Your task: Report each line of the records where "intended" occurs.

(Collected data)
PR #437, opened 2023-12-15
Deprecate (and mark for removal) HttpContextExtensionService

laeubi:
The HttpContextExtensionService is effectively unused in platform and uses the abandoned HttpService it is API.

We therefore should deprecate and remove that so the org.eclipse.equinox.http.registry bundle becomes free from any API and only contains internal implementation what would make us free to change how it works,

### DIFF
--- a/bundles/org.eclipse.equinox.http.registry/src/org/eclipse/equinox/http/registry/HttpContextExtensionService.java
+++ b/bundles/org.eclipse.equinox.http.registry/src/org/eclipse/equinox/http/registry/HttpContextExtensionService.java
@@ -27,6 +27,7 @@ import org.osgi.service.http.HttpService;
  * @noimplement This interface is not intended to be implemented by clients.
  * @noextend This interface is not intended to be extended by clients.
  */
+@Deprecated(forRemoval = true)
 public interface HttpContextExtensionService {
 	/**
 	 * returns the HttpContext associated with the HttpService reference and http


vogella:
+1

tjwatson:
Should check for usage from RAP @mknauer

Note this would also have to remove the extension point:

```
     <extension-point id="httpcontexts" name="%httpcontextsName" schema="schema/httpcontexts.exsd"/>
```

I find it odd that we deprecate this one extension point when all other extension points in `org.eclipse.equinox.http.registry` are also dependent on the old http service.

laeubi:
> I find it odd that we deprecate this one extension point when all other extension points in org.eclipse.equinox.http.registry are also dependent on the old http service.

As long as the extension point do not depend on `org.osgi.http`  package I don't think they depend on http service as the impl can choose any technique (including whiteboard http service)

HannesWell:
In general I fully support deprecating and eventually removing unused elements especially when they cause problems like `o.o.service.http`.
Nevertheless in this case I'm not familiar with the class to deprecate, but from looking at it I wonder why the only method of the interface `HttpContextExtensionService.getHttpContext()` is never called (at least Eclipse does not give me a caller)?

> > I find it odd that we deprecate this one extension point when all other extension points in org.eclipse.equinox.http.registry are also dependent on the old http service.
> 
> As long as the extension point do not depend on `org.osgi.http` package I don't think they depend on http service as the impl can choose any technique (including whiteboard http service)

The extension point contains
https://github.com/eclipse-equinox/equinox/blob/a72b8ecfe2b501d811fc77ca918965bce233a8b8/bundles/org.eclipse.equinox.http.registry/schema/httpcontexts.exsd#L69
so I would say it depends on `org.osgi.service.http`.

And to give a broader dependencies overview, in the SimRel only RAP and WST depend on equinox.http.registry:

grafik

laeubi:
>  but from looking at it I wonder why the only method of the interface HttpContextExtensionService.getHttpContext() is never called (at least Eclipse does not give me a caller)?

That's what I written above:

> The `HttpContextExtensionService` is effectively **unused** in platform

HannesWell:
> > but from looking at it I wonder why the only method of the interface HttpContextExtensionService.getHttpContext() is never called (at least Eclipse does not give me a caller)?
> 
> That's what I written above:
> 
> > The `HttpContextExtensionService` is effectively **unused** in platform

OK, but before deprecating an interface usually all references to it in our code-base should be removed.
@laeubi can you please do the corresponding changes/migrations in this PR so that when the interface is eventually removed nothing else has to be changed.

Solved exercise:
  * @noimplement This interface is not intended to be implemented by clients.
  * @noextend This interface is not intended to be extended by clients.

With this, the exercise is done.